**Stored data entries**
------

PR #82, opened 2018-07-09
Groupresults

Destidom:
Autograde is now able to show a result set of group submissions to a teacher, and the submission results for students belonging to a group.

### DIFF
--- a/public/src/components/teacher/GroupResults.tsx
+++ b/public/src/components/teacher/GroupResults.tsx
@@ -83,7 +83,8 @@ class GroupResults extends React.Component<IResultsProp, IResultsState> {
     }
 
     private getGroupResultSelector(group: IGroupCourseWithGroup): Array<string | JSX.Element> {
-        let selector: Array<string | JSX.Element> = [group.group.name, "5"];
+        const slipdayPlaceholder = "5";
+        let selector: Array<string | JSX.Element> = [group.group.name, slipdayPlaceholder];
         selector = selector.concat(group.course.assignments.filter((e, i) => e.assignment.isgrouplab).map((e, i) => 
         <a className="lab-result-cell"
             onClick={() => this.handleOnclick(e)}
--- a/public/src/components/teacher/GroupResults.tsx
+++ b/public/src/components/teacher/GroupResults.tsx
@@ -80,13 +80,14 @@ class GroupResults extends React.Component<IResultsProp, IResultsState> {
 
     private getResultHeader(): string[] {
         let headers: string[] = ["Name", "Slipdays"];
-        headers = headers.concat(this.props.labs.map((e) => e.name));
+        headers = headers.concat(this.props.labs.filter((e) => e.isgrouplab).map((e) => e.name));
         return headers;
     }
 
     private getGroupResultSelector(group: IGroupCourseWithGroup): Array<string | JSX.Element> {
         let selector: Array<string | JSX.Element> = [group.group.name, "5"];
-        selector = selector.concat(group.course.assignments.map((e, i) => <a className="lab-result-cell"
+        selector = selector.concat(group.course.assignments.filter((e, i) => e.assignment.isgrouplab).map((e, i) => 
+        <a className="lab-result-cell"
             onClick={() => this.handleOnclick(e)}
             href="#">
             {e.latest ? (e.latest.score + "%") : "N/A"}</a>));
--- a/public/src/components/teacher/GroupResults.tsx
+++ b/public/src/components/teacher/GroupResults.tsx
@@ -17,10 +17,11 @@ class GroupResults extends React.Component<IResultsProp, IResultsState> {
     constructor(props: IResultsProp) {
         super(props);
 
-        
-        if (this.props.groups[0] && this.props.groups[0].course.assignments[0]) {
+        let currentGroup = this.props.groups.length > 0 ? this.props.groups[0] : null;
+        if (currentGroup && currentGroup.course.assignments.length > 0) {
             this.state = {
-                assignment: this.props.groups[0].course.assignments[0],
+                // Only using the first group to fetch assignments.
+                assignment: currentGroup.course.assignments[0],
                 groups: this.props.groups,
                 
             };
@@ -34,10 +35,8 @@ class GroupResults extends React.Component<IResultsProp, IResultsState> {
 
     public render() {
         let groupLab: JSX.Element | null = null;
-        let tmp: JSX.Element | null = null;
-        
-        if (this.props.groups 
-            && this.props.groups.length > 0 
+        let currentGroup = this.props.groups.length > 0 ? this.props.groups : null;
+        if (currentGroup 
             && this.state.assignment
             && this.state.assignment.assignment.isgrouplab) 
             {
@@ -68,7 +67,6 @@ class GroupResults extends React.Component<IResultsProp, IResultsState> {
                             data={this.state.groups}
                             selector={(item: IGroupCourseWithGroup) => this.getGroupResultSelector(item)} 
                         />
-                        {tmp}
                     </div>
                     <div className="col-lg-6 col-md-6 col-sm-12">
                         {groupLab}
@@ -104,8 +102,7 @@ class GroupResults extends React.Component<IResultsProp, IResultsState> {
         query = query.toLowerCase();
         const filteredData: IGroupCourseWithGroup[] = [];
         this.props.groups.forEach((std) => {
-            if (std.group.name.toLowerCase().indexOf(query) !== -1
-            ) {
+            if (std.group.name.toLowerCase().indexOf(query) !== -1) {
                 filteredData.push(std);
             }
         });
--- a/public/src/components/teacher/GroupResults.tsx
+++ b/public/src/components/teacher/GroupResults.tsx
@@ -1,42 +1,47 @@
 import * as React from "react";
-import { IAssignment, ICourse, IStudentSubmission, IUser, IUserCourseWithUser } from "../../models";
+import { IAssignment, ICourse, IStudentSubmission, IUser, IUserCourseWithUser, IGroupCourseWithGroup } from "../../models";
 
 import { DynamicTable, Row, Search, StudentLab } from "../../components";
 
 interface IResultsProp {
     course: ICourse;
-    students: IUserCourseWithUser[];
+    groups: IGroupCourseWithGroup[];
     labs: IAssignment[];
     onApproveClick: (submissionID:number) => void;
 }
 interface IResultsState {
     assignment?: IStudentSubmission;
-    students: IUserCourseWithUser[];
+    groups: IGroupCourseWithGroup[];
 }
-class Results extends React.Component<IResultsProp, IResultsState> {
+class GroupResults extends React.Component<IResultsProp, IResultsState> {
     constructor(props: IResultsProp) {
         super(props);
 
-        if (this.props.students[0] && this.props.students[0].course.assignments[0]) {
+        
+        if (this.props.groups[0] && this.props.groups[0].course.assignments[0]) {
             this.state = {
-                assignment: this.props.students[0].course.assignments[0],
-                students: this.props.students,                
+                assignment: this.props.groups[0].course.assignments[0],
+                groups: this.props.groups,
+                
             };
         } else {
             this.state = {
                 assignment: undefined,
-                students: this.props.students,
+                groups: this.props.groups,
             };
         }
     }
 
     public render() {
-        let studentLab: JSX.Element | null = null;
-        if (this.props.students.length > 0 
-            && this.state.assignment 
-            && !this.state.assignment.assignment.isgrouplab
-        ){
-            studentLab = <StudentLab
+        let groupLab: JSX.Element | null = null;
+        let tmp: JSX.Element | null = null;
+        
+        if (this.props.groups 
+            && this.props.groups.length > 0 
+            && this.state.assignment
+            && this.state.assignment.assignment.isgrouplab) 
+            {
+                groupLab = <StudentLab
                 course={this.props.course}
                 assignment={this.state.assignment}
                 showApprove={true}
@@ -47,6 +52,7 @@ class Results extends React.Component<IResultsProp, IResultsState> {
                     }
                 }}
             />;
+
         }
 
         return (
@@ -55,16 +61,17 @@ class Results extends React.Component<IResultsProp, IResultsState> {
                 <Row>
                     <div className="col-lg6 col-md-6 col-sm-12">
                         <Search className="input-group"
-                            placeholder="Search for students"
+                            placeholder="Search for groups"
                             onChange={(query) => this.handleOnchange(query)}
                         />
                         <DynamicTable header={this.getResultHeader()}
-                            data={this.state.students}
-                            selector={(item: IUserCourseWithUser) => this.getResultSelector(item)}
+                            data={this.state.groups}
+                            selector={(item: IGroupCourseWithGroup) => this.getGroupResultSelector(item)} 
                         />
+                        {tmp}
                     </div>
                     <div className="col-lg-6 col-md-6 col-sm-12">
-                        {studentLab}
+                        {groupLab}
                     </div>
                 </Row>
             </div>
@@ -77,9 +84,9 @@ class Results extends React.Component<IResultsProp, IResultsState> {
         return headers;
     }
 
-    private getResultSelector(student: IUserCourseWithUser): Array<string | JSX.Element> {
-        let selector: Array<string | JSX.Element> = [student.user.name, "5"];
-        selector = selector.concat(student.course.assignments.map((e, i) => <a className="lab-result-cell"
+    private getGroupResultSelector(group: IGroupCourseWithGroup): Array<string | JSX.Element> {
+        let selector: Array<string | JSX.Element> = [group.group.name, "5"];
+        selector = selector.concat(group.course.assignments.map((e, i) => <a className="lab-result-cell"
             onClick={() => this.handleOnclick(e)}
             href="#">
             {e.latest ? (e.latest.score + "%") : "N/A"}</a>));
@@ -94,19 +101,18 @@ class Results extends React.Component<IResultsProp, IResultsState> {
 
     private handleOnchange(query: string): void {
         query = query.toLowerCase();
-        const filteredData: IUserCourseWithUser[] = [];
-        this.props.students.forEach((std) => {
-            if (std.user.name.toLowerCase().indexOf(query) !== -1
-                || std.user.email.toLowerCase().indexOf(query) !== -1
+        const filteredData: IGroupCourseWithGroup[] = [];
+        this.props.groups.forEach((std) => {
+            if (std.group.name.toLowerCase().indexOf(query) !== -1
             ) {
                 filteredData.push(std);
             }
         });
 
         this.setState({
-            students: filteredData,
+            groups: filteredData,
         });
     }
 
 }
-export { Results };
+export { GroupResults };
--- a/public/src/components/teacher/Results.tsx
+++ b/public/src/components/teacher/Results.tsx
@@ -16,10 +16,12 @@ interface IResultsState {
 class Results extends React.Component<IResultsProp, IResultsState> {
     constructor(props: IResultsProp) {
         super(props);
-
-        if (this.props.students[0] && this.props.students[0].course.assignments[0]) {
+        
+        let currentStudent = this.props.students.length > 0 ? this.props.students[0] : null;
+        if (currentStudent && currentStudent.course.assignments.length > 0 && currentStudent.course.assignments[0]) {
             this.state = {
-                assignment: this.props.students[0].course.assignments[0],
+                // Only using the first student to fetch assignments.
+                assignment: currentStudent.course.assignments[0],
                 students: this.props.students,                
             };
         } else {
@@ -32,7 +34,8 @@ class Results extends React.Component<IResultsProp, IResultsState> {
 
     public render() {
         let studentLab: JSX.Element | null = null;
-        if (this.props.students.length > 0 
+        let currentStudents = this.props.students.length > 0 ? this.props.students : null;
+        if (currentStudents
             && this.state.assignment 
             && !this.state.assignment.assignment.isgrouplab
         ){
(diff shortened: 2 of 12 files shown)


public/src/components/teacher/GroupResults.tsx
```diff
@@ -0,0 +1,119 @@
...
+            assignment: item,
+        });
+    }
+
+    private handleOnchange(query: string): void {
+        query = query.toLowerCase();
+        const filteredData: IGroupCourseWithGroup[] = [];
+        this.props.groups.forEach((std) => {
+            if (std.group.name.toLowerCase().indexOf(query) !== -1
+            ) {
```
meling: Formatting should follow standard `) {` on the line with the `if` statement, unless we need multiple conditionals.

public/src/components/teacher/GroupResults.tsx
```diff
@@ -0,0 +1,119 @@
...
+interface IResultsState {
+    assignment?: IStudentSubmission;
+    groups: IGroupCourseWithGroup[];
+}
+class GroupResults extends React.Component<IResultsProp, IResultsState> {
+    constructor(props: IResultsProp) {
+        super(props);
+
+        
+        if (this.props.groups[0] && this.props.groups[0].course.assignments[0]) {
```
meling: Are all these `0` indices safe? That is, could it happen that `groups[0]` is actually empty (`nil`)? I'm asking because elsewhere (e.g. line 40) you are checking `this.props.groups.length > 0`.

public/src/components/teacher/GroupResults.tsx
```diff
@@ -0,0 +1,119 @@
...
+    }
+
+    private getResultHeader(): string[] {
+        let headers: string[] = ["Name", "Slipdays"];
+        headers = headers.concat(this.props.labs.filter((e) => e.isgrouplab).map((e) => e.name));
+        return headers;
+    }
+
+    private getGroupResultSelector(group: IGroupCourseWithGroup): Array<string | JSX.Element> {
+        let selector: Array<string | JSX.Element> = [group.group.name, "5"];
```
meling: What does `5` mean?

public/src/components/teacher/Results.tsx
```diff
@@ -20,7 +20,7 @@ class Results extends React.Component<IResultsProp, IResultsState> {
         if (this.props.students[0] && this.props.students[0].course.assignments[0]) {
```
meling: Is it safe to use `0` here?

meling: Wouldn't it be better to replace common phrases such as `this.props.student[0]` with a new variable `student` or `stud` or `currentStudent` or `currStud`?

public/src/components/teacher/GroupResults.tsx
meling: Perhaps replace `this.props.groups[0]` with `currentGroup` or just `group` (following the same logic as for the proposed `student` variable in Results.tsx.)

public/src/components/teacher/GroupResults.tsx
Destidom: Ok, will fix this.

public/src/components/teacher/GroupResults.tsx
Destidom: As I have understood typescript, if there is not a question mark when declaring the variable it can not be null, since I'm not used to this I have an old habit of not trusting it. 
I will double check this, and implement the proposed changes.

public/src/components/teacher/GroupResults.tsx
Destidom: This is how slip days are posted to the user, right now they are hardcoded, both for Results and GroupResults, so need to implement some slip day logic for front-end and backend.

public/src/components/teacher/GroupResults.tsx
Destidom: You are correct, still need to check for length of array, since it is possible to pass down a empty array. So I will correct this.

public/src/components/teacher/GroupResults.tsx
meling: Ah, ok. Suggest to make it into a variable (or temporary constant) so that it is easier to recall, when we get time to implement the necessary logic.

public/src/managers/ServerProvider.ts
```diff
@@ -243,6 +243,67 @@ export class ServerProvider implements IUserProvider, ICourseProvider {
         return JSON.parse(JSON.stringify(result.statusCode)) as IStatusCode;
     }
 
+    // getAllGroupLabInfos 
+    public async getAllGroupLabInfos(courseId: number, groupID: number): Promise<IMap<ISubmission>> { 
+        const result = await this.helper.get<ISubmission[]>(
+            ("courses/" + courseId.toString() + "/groups/" + groupID + "/submissions"),
```
meling: Could this type of string concatenation be replaced with [template strings](https://basarat.gitbooks.io/typescript/docs/template-strings.html).

Alternatively, we could use an `Array` and `join("/")` as shown [here](https://www.tutorialspoint.com/typescript/typescript_array_join.htm). But this approach may not be appropriate in this particular case, unless you move the concatenation before the `get<>` call. 

Another alternative that may be the best, would be create a URL joiner function that takes a variadic list of strings and does a `join("/")`. This function could then be reused everywhere that we want to concat a URL.

Another concern I have with these elements being strings is that it is quite easy to misspell one of these path elements, and so, perhaps it would be useful to create a set of constants that we import everywhere, and use as replacement for strings.

public/src/managers/ServerProvider.ts
```diff
@@ -243,6 +243,67 @@ export class ServerProvider implements IUserProvider, ICourseProvider {
...
+        );
+        if (result.statusCode === 200 && result.data === undefined) {
```
meling: Shouldn't these http codes be predefined constants that are readable?

public/src/managers/ServerProvider.ts
```diff
@@ -243,6 +243,67 @@ export class ServerProvider implements IUserProvider, ICourseProvider {
...
+            e.passedTests = 0;
+            if (e.testCases == null) e.testCases = [];
+            e.testCases.forEach(x => {
+                if (x.points !== x.score) {
+                    e.failedTests++;
+                } else {
+                    e.passedTests++;
+                }
+            })
+
```
meling: Unnecessary spaces.

public/src/managers/ServerProvider.ts
```diff
@@ -243,6 +243,67 @@ export class ServerProvider implements IUserProvider, ICourseProvider {
...
+        );
+        if (result.statusCode === 200 && result.data === undefined) {
+            return {};
+        }
+        if (!result.data) {
+            this.handleError(result, "getAllLabInfos");
+            return {};
+        }
+        return mapify(result.data, (e) => {
+            let a = "{\"builddate\": \"2017-07-28\", \"buildid\": 1, \"buildlog\": \"This is cool\", \"execTime\": 1}";
```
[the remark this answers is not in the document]
meling: But then again, looking onwards in the code, I'm not quite sure why these `a` and `b` variables needs to be initialized like this. I think they could be just empty strings as well, since they will be overwritten in all cases.

public/src/managers/ServerProvider.ts
```diff
@@ -243,6 +243,67 @@ export class ServerProvider implements IUserProvider, ICourseProvider {
...
+            let b = "[{\"name\": \"Test 1\", \"score\": 3, \"points\": 4, \"weight\": 100}]";
+            if ((e as any).buildinfo && ((e as any).buildinfo as string).trim().length > 2) {
```
meling: First, I would prefer if all variables were camel cased consistently: `buildInfo` and below `scoreObjects`. PS: Do you mean `scoreObject` here (without the `s`)??

Moreover, this code is not entirely obvious to me; I think it is extracting the `buildinfo` and `scoreobjects` fields from object`e`. I'm sure it is probably doing the right thing, but it looks like this is a pattern (repeated also below), and I wonder if this could be made into a function with a descriptive name, or if the type casting to `string` were done separately. The casting seems to be done three times per object. Alternatively, add a brief comment about what is going on here. But I'm also ok with keeping this code as is, if this is the "appropriate" typescript pattern for doing this.

public/src/managers/ServerProvider.ts
```diff
@@ -243,6 +243,67 @@ export class ServerProvider implements IUserProvider, ICourseProvider {
...
+                a = (e as any).buildinfo as string;
+            }
+            if ((e as any).scoreobjects && ((e as any).scoreobjects as string).trim().length > 2) {
+                b = (e as any).scoreobjects;
+            }
+            let tempInfo: IBuildInfo;
```
meling: Replace `tempInfo` with `buildInfo`??

public/src/managers/ServerProvider.ts
```diff
@@ -243,6 +243,67 @@ export class ServerProvider implements IUserProvider, ICourseProvider {
...
+            let scoreObj: ITestCases[];
+            try {
+                tempInfo = JSON.parse(a);
+            } catch (e) {
+                tempInfo = JSON.parse(
```
meling: `JSON.stringify()` with more appropriate information (failure info).
Perhaps this exception should also log a warning message or something. 
(The same applies to the `scoreObj` below.)

public/src/managers/ServerProvider.ts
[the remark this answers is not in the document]
meling: Also, since `a` and `b` are used several times below and somewhat far apart from this definition, they should probably have more descriptive names. General rule: If you are only using the variables very close to where they are defined, it is sometimes ok to use single letter variable names. The typical example is loop index variables such as `i` and `j`, as long as they are used close to where they are defined.

public/src/managers/ServerProvider.ts
```diff
@@ -243,6 +243,67 @@ export class ServerProvider implements IUserProvider, ICourseProvider {
...
+            ("courses/" + courseId.toString() + "/groups/" + groupID + "/submissions"),
+        );
+        if (result.statusCode === 200 && result.data === undefined) {
+            return {};
+        }
+        if (!result.data) {
+            this.handleError(result, "getAllLabInfos");
+            return {};
+        }
+        return mapify(result.data, (e) => {
```
meling: The `e` loop variable should probably be given a more descriptive name, since it is being used further down in this return clause, and also since this `mapify()` (closure?) function does not describe its content.

public/src/managers/ServerProvider.ts
```diff
@@ -243,6 +243,67 @@ export class ServerProvider implements IUserProvider, ICourseProvider {
...
+                    e.failedTests++;
+                } else {
+                    e.passedTests++;
+                }
+            })
+            
+            
+            
+            
+            return e.id;
```
meling: It is unclear what this is returning? Is `e.id` just a field of `e` or is it the key to the map that can be used to access the result data initialized above. Suggest to add a comment to explain what is being returned. (Also as part of the function documentation.)

public/src/managers/CourseManager.ts
```diff
@@ -309,6 +312,29 @@ export class CourseManager {
...
+     * @param group The group the information should be retrived from
+     * @param course The course the data should be loaded for
+     */
+    public async getGroupCourse(group: ICourseGroup, course: ICourse): Promise<IGroupCourse | null> {
+        // Fetching group enrollment status
+        const groupEnrollment = await this.courseProvider.getGroup(group.id)
+        
+        if (groupEnrollment != null && groupEnrollment.id === group.id) {
+            if (group.courseid === course.id) {
+                const returnTemp: IGroupCourse = {
```
meling: `returnTemp` -->  `groupCourse`

public/src/managers/CourseManager.ts
```diff
@@ -362,6 +388,27 @@ export class CourseManager {
...
+    /**
+     * Add IStudentSubmissions to an IUserCourse
+     * @param group The group
+     * @param groupCourse The group course
+     */
+    private async fillLinksGroup(group: ICourseGroup, groupCourse: IGroupCourse): Promise<void> {
+        if (!groupCourse.link) {
+            return;
+        }
+        const assigns = await this.getAssignments(groupCourse.course.id);
```
meling: `assigns` --> `assignments`

public/src/managers/CourseManager.ts
```diff
@@ -362,6 +388,27 @@ export class CourseManager {
...
+        if (assigns.length > 0) {
+            const submissions = MapHelper.toArray(
+                await this.courseProvider.getAllGroupLabInfos(groupCourse.course.id, group.id));
+
+            for (const a of assigns) {
+                const temp = submissions.find((sub) => sub.assignmentid === a.id);
```
meling: `temp` --> `submission` ?? (I think that is what it is.)

meling: `assignmentid` --> `assignmentID` (see other comment below about ID vs Id vs id)

(Not sure if `a.id` should be replaced with `a.ID`, but I think it should be ok in Typescript, since capitalization won't export the field, unless I'm mistaken.)

public/src/managers/CourseManager.ts
```diff
@@ -362,6 +388,27 @@ export class CourseManager {
         }
     }
 
+    /**
+     * Add IStudentSubmissions to an IUserCourse
```
meling: Documentation incorrect.

public/src/managers/CourseManager.ts
```diff
@@ -362,6 +388,27 @@ export class CourseManager {
...
+     * @param group The group
+     * @param groupCourse The group course
+     */
+    private async fillLinksGroup(group: ICourseGroup, groupCourse: IGroupCourse): Promise<void> {
```
meling: The first argument `group` is of type `ICourseGroup`. This isn't clear in the documentation and in the naming of the argument.

public/src/managers/CourseManager.ts
```diff
@@ -309,6 +312,29 @@ export class CourseManager {
         return await this.courseProvider.getCourseGroups(courseid);
     }
 
+    /**
+     * Load an IGroupCourse object for a single group and a single course
+     * @param group The group the information should be retrived from
+     * @param course The course the data should be loaded for
+     */
+    public async getGroupCourse(group: ICourseGroup, course: ICourse): Promise<IGroupCourse | null> {
```
meling: Naming of the first input argument: `ICourseGroup` is misleading (just `group`)?

Also, it is a bit confusing to have both `ICourseGroup` and `IGroupCourse`. I assume this is useful and there is a reason for it.

public/src/pages/StudentPage.tsx
```diff
@@ -208,28 +235,59 @@ export class StudentPage extends ViewPage {
...
                     CourseUserState.student,
                     CourseUserState.teacher,
                 ]);
-            this.activeCourses = this.onlyActiveCourses(this.courses);
+            this.activeUserCourses = this.onlyActiveCourses(this.userCourses as IUserCourse[]);
+
+            // preloading groupdata.
+            this.GroupUserCourses = [];
+
+            for(var i=0; i < this.activeUserCourses.length; i++) {
```
meling: Seems like a better for-loop would be:
```typescript
for (const course of activeUserCourses) {
...
}
```

public/src/pages/TeacherPage.tsx
```diff
@@ -154,6 +157,37 @@ export class TeacherPage extends ViewPage {
...
+                    labs={labs} 
+                    groups={linkedGroups}
+                    onApproveClick={async (submissionID:number) => {
+                        await this.courseMan.approveSubmission(submissionID);
+                        this.navMan.refresh();
+                    }}
+                    >
+                </GroupResults>;
+        }
+        return <div>404 Page not found</div>;
```
meling: Suggest to make a `PageNotFound` a global constant and use everywhere where such `<div>`s are being used. Or perhaps better make it a function that takes a specific error message as input and produces a debuggable error message. That is, care should be taken to avoid leaking sensitive information through error messages.

public/src/pages/TeacherPage.tsx
```diff
@@ -154,6 +157,37 @@ export class TeacherPage extends ViewPage {
         return <div>404 Page not found</div>;
     }
 
+    public async groupresults(info: INavInfo<{ course: string }>): View {
+        const courseId = parseInt(info.params.course, 10);
+        const course = await this.courseMan.getCourse(courseId);
+        if (course) {
```
meling: These three lines appear in all functions in `TeacherPage.tsx`, except `editGroup`, which has a slight variation so should be handled separately for now at least. We can simply make a closure `courseFunc` that executes the code inside the `if (course)` block on the provided `courseParam: string`.
```typescript
    private async courseFunc(courseParam: string, fn: (course: ICourse) => View): View {
        const courseId = parseInt(courseParam, 10);
        const course = await this.courseMan.getCourse(courseId);
        if (course) {
            return fn(course)
        }
        return <div>404 Page not found</div>;
    }
```
And you would call it like this:
```typescript
        return this.courseFunc(info.params.course, async (course) => {
            // HERE GOES THE DIFFERENT FUNCTIONS; REPLACE LINES BELOW.
            const groups = await this.courseMan.getCourseGroups(course.id);
            ...
            return <CourseGroup ...;
        })
```
Note that we now would need to replace `courseId` with `course.id`.

Reason to do this: It helps keep functions related to parsing ints from strings in one place. Later we could probably make this closure function generic, so that it could also work on other types, such as `IUser` and `IGroup` if necessary.

_Note that I'm not a big fan of all these `async` and `await` annotations. It is not at all clear to me if they are needed everywhere. My understanding is that they are useful when interacting with the backend, but it feels like much of this stuff does not. I have not investigated._

meling: Pushed an example to the branch.

public/src/managers/ServerProvider.ts
Destidom: Yes, I agree they should be defined by the framework that is talking to the backend. I'll fix this.

public/src/managers/CourseManager.ts
```diff
@@ -362,6 +388,27 @@ export class CourseManager {
...
+                await this.courseProvider.getAllGroupLabInfos(groupCourse.course.id, group.id));
+
+            for (const a of assigns) {
+                const temp = submissions.find((sub) => sub.assignmentid === a.id);
+                groupCourse.assignments.push({ assignment: a, latest: temp });
+            }
+        }
+    }
+
     public async approveSubmission(submissionid: number): Promise<void> {
```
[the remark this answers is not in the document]
Destidom: Ok, I will fix this, but much of the code has ID, id or Id throughout the code. I tried a quick refactoring, but something broke. I will have to spend some time renaming and making sure nothing breaks.
I also have to look into the "capitalization won't export the field" as you mentioned above.

public/src/managers/CourseManager.ts
Destidom: I agree that it is confusing (have a TODO for renaming that interface) but lack of a better name, and I saw that for group the interface is named ICourseGroup instead of just IGroup, which would be similar to the IUser naming.
I'm thinking of refactoring IGroupCourse to IGroup, and let ICourseGroup stay the same, which is the same naming as ICourseUser.

public/src/managers/CourseManager.ts
Destidom: Yes, this is the same problem as the one mentioned above, I think a refactor is necessary to avoid confusing and to be more clear.

public/src/pages/TeacherPage.tsx
Destidom: Yes, debuggable error messages or for production a more suitable error message would be preferable, I do not know how much time this will take to implement, so in the meantime I can make a global constant.

public/src/managers/ServerProvider.ts
Destidom: I'll look into it, and make it more understandable or document it better.

public/src/managers/ServerProvider.ts
Destidom: It seems like there is no standard definition for HTTP-codes in typescript/javascript, XHtmlRequester which is used has something called ReadyState, but this is not the same thing. 
I looked around and the norm seems to be either use a library which has these definitions or define them ourselves.
Do you have any suggestions on how to solve this?

public/src/managers/ServerProvider.ts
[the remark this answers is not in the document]
Destidom: I tested removing the initialized text for both strings a and b, seems like it would work.
The problem removing the text is if any of the two following if statements fail, the corresponding output would be empty when shown to the user.  But this is taken care of by the try/catch on the parsing, since parsing a empty string raises an error.

So i'll remove the initialized strings and rename them

public/src/managers/ServerProvider.ts
Destidom: I think it could be replaced with template strings, but we still need to differentiate the different placeholders.  Maybe end up with something like

```
public async getAllGroupLabInfos(courseId: number, groupID: number): Promise<IMap<ISubmission>> { 
    var  url = concatenate "courses/${courseID}/groups/${groupID}/submissions";
           const result = await this.helper.get<ISubmission[]>(
            (url),);
}
```

I like the idea of having a set of constants for the different endpoints on the backend. Using them with the string templates maybe?
Where should these constants be defined? Inside an own file for a better overview or inside the ServerProvider? Maybe they should be defined inside ServerProvider as this component can be changed out if the network layer changes.

Destidom: Then if a endpoint name changes, we only have to rename it once, instead of looking through many functions to rename them, and possibly miss some of them.

meling: LGTM. Although I would keep each endpoint in the "map" should also be given its own line.

Feel free to commit and push changes to the branch, and I'll review and do edits or suggest changes.

public/src/managers/ServerProvider.ts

------

Copy each line of the entries that includes the word "proposed".

meling: Perhaps replace `this.props.groups[0]` with `currentGroup` or just `group` (following the same logic as for the proposed `student` variable in Results.tsx.)
I will double check this, and implement the proposed changes.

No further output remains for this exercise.